Achsenschweiß

Ja, richtig gelesen! N statt L. Heute geht es nicht um ein neues Superdeo, nach dessen Benutzung sich einem halbnackte Schönheiten wollüstig vor die Füße werfen. Vielmehr gibt’s News aus dem Bereich Fahrwerk. Doch der Reihe nach…

Zunächst einmal habe ich am gestrigen Sonntag nach einem finalen Anstrich der Hebelstoßdämpfer einen Teil des Lenkgetriebes komplettiert. Das lackierte Gehäuse wurde mit der Zahnstange und neuen Spurstangen bestückt, überall ordentlich mit Lagerfett versehen und dann mit Manschettengummis verschlossen. Spannend war, dass die Qualität der Spurstangen so mittelklassig war, dass ein komplettes Gewinde nachgeschnitten werden musste. Ich hoffe nicht, dass mich sowas bei allen englischen Ersatzteilen erwartet!

Das ganze sieht nun aber schon wieder fast komplett aus. Es fehlen allerdings noch einige Kleinigkeiten wie die Buchse zum Lagern der Lenkwelle oder neue Dichtungen für die Deckel im Gehäuse. In diesem Zusammenhang muss ich es nochmal wiederholen: Solch kleine Schritte und Teilerfolge bereiten großen Spaß, gerade in Anbetracht eines derart umfangreichen und teilweise unübersichtlichen Projekts. Genau diese Momente sind dann der Lohn für viel Drecksarbeit am Auto und langen Recherche-Stunden vor dem Rechner. Jeder Oldie-Fan sollte allein deshalb den Weg einer eigenen Restauration wagen.

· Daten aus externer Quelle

Issue #3511, opened 2016-12-23
Delete docs folder


JamesDrummond:
Delete folder https://github.com/eclipse/che/tree/master/docs. Moved docs to dedicated repo.

PR #3580, opened 2016-12-30
Remove docs which are now located at che-docs.

JamesDrummond:
Signed-off-by: James Drummond jdrummond@codenvy.com


TylerJewell:
We should merge this after:
1. We are confident that we have staged the docs on eclipse.org/che/docs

Aus Mangel an geeignetem Arbeitsgerät fuhr ich danach in meine Exilwerkstatt, die unter anderem mit einer großen Presse aufwartet und sich damit zum Einbuchsen einer Hinterachse qualifiziert. Das Differential habe ich zunächst außerhalb des Gehäuses mit Lagerschalen und Zahnrädern vervollständigt. In der Achse herrscht ja akuter Platzmangel. Die Crux dabei ist, dass man die kleinen Ausgleichszahnräder genau platzieren muss, um sie passend in den Käfig des Differentials zu drehen. Nach einigen Versuchen glückte aber auch das. Damit konnte der Käfig in seine zwei Lager gelegt und die Antriebswellen eingelegt werden.

Nun wurde es allerdings anstrengend. Die Hinterachse per se ist ja nicht gerade ein Leichtgewicht und mit zunehmendem Anteil an Innereien wird das Ganze auch nicht wirklich besser. Wenn man den gesamten Brocken dann zum Einbau der Eingangswelle mehrmals auf und von der Presse heben muss und die Radlager der Antriebswellen per Hand mit dem Hammer einschlägt, kommt man selbst auf gute Betriebstemperatur. Der Titel dieses Beitrags sollte sich dem geneigten Leser also spätestens jetzt erschließen…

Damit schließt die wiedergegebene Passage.